## YOUR GOAL:
Where the string "minor" occurs in a line of the entries below, copy that line.

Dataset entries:
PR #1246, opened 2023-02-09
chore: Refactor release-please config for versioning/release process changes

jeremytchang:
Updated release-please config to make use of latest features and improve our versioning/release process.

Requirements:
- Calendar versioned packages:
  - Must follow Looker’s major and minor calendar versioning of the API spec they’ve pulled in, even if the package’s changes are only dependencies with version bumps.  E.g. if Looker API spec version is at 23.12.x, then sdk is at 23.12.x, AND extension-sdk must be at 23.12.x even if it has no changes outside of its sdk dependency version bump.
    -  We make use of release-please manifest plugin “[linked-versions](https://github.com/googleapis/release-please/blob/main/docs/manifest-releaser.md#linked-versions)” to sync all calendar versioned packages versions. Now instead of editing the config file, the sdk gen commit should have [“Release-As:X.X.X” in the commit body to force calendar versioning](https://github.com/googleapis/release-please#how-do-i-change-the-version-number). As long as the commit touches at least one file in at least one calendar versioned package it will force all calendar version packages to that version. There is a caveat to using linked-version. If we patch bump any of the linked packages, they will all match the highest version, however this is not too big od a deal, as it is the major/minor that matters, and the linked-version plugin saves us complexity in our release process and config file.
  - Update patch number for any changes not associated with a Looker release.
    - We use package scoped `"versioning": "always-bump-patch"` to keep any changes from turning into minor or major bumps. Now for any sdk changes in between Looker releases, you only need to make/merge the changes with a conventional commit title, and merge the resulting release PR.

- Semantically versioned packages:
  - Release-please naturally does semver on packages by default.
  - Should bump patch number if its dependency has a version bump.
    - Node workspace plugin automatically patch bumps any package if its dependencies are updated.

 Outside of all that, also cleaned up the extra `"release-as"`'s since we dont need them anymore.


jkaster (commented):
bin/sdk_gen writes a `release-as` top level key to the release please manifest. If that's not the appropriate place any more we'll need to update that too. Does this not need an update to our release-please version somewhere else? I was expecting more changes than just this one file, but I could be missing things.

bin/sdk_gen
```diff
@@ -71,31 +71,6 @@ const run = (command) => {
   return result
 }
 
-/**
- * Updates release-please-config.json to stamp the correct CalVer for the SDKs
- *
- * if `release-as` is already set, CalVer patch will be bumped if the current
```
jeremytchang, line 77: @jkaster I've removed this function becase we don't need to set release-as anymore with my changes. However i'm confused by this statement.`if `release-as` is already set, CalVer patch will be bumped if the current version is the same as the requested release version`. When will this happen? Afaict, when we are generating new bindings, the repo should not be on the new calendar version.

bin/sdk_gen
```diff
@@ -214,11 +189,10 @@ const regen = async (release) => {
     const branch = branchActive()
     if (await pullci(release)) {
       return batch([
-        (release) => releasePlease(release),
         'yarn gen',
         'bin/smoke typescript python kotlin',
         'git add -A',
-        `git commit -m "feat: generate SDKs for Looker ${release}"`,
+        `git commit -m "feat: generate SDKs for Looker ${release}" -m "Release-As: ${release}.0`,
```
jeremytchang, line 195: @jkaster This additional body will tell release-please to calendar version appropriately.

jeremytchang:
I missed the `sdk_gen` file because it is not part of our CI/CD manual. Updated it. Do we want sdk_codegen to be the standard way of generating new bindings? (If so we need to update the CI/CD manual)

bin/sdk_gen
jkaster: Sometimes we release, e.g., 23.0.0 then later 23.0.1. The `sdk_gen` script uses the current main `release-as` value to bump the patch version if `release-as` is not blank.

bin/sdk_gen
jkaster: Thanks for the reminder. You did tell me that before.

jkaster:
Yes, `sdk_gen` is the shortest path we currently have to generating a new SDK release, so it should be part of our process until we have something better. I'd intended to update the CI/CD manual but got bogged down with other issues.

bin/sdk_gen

## WRITTEN RESPONSE:
  - Must follow Looker’s major and minor calendar versioning of the API spec they’ve pulled in, even if the package’s changes are only dependencies with version bumps.  E.g. if Looker API spec version is at 23.12.x, then sdk is at 23.12.x, AND extension-sdk must be at 23.12.x even if it has no changes outside of its sdk dependency version bump.
    -  We make use of release-please manifest plugin “[linked-versions](https://github.com/googleapis/release-please/blob/main/docs/manifest-releaser.md#linked-versions)” to sync all calendar versioned packages versions. Now instead of editing the config file, the sdk gen commit should have [“Release-As:X.X.X” in the commit body to force calendar versioning](https://github.com/googleapis/release-please#how-do-i-change-the-version-number). As long as the commit touches at least one file in at least one calendar versioned package it will force all calendar version packages to that version. There is a caveat to using linked-version. If we patch bump any of the linked packages, they will all match the highest version, however this is not too big od a deal, as it is the major/minor that matters, and the linked-version plugin saves us complexity in our release process and config file.
    - We use package scoped `"versioning": "always-bump-patch"` to keep any changes from turning into minor or major bumps. Now for any sdk changes in between Looker releases, you only need to make/merge the changes with a conventional commit title, and merge the resulting release PR.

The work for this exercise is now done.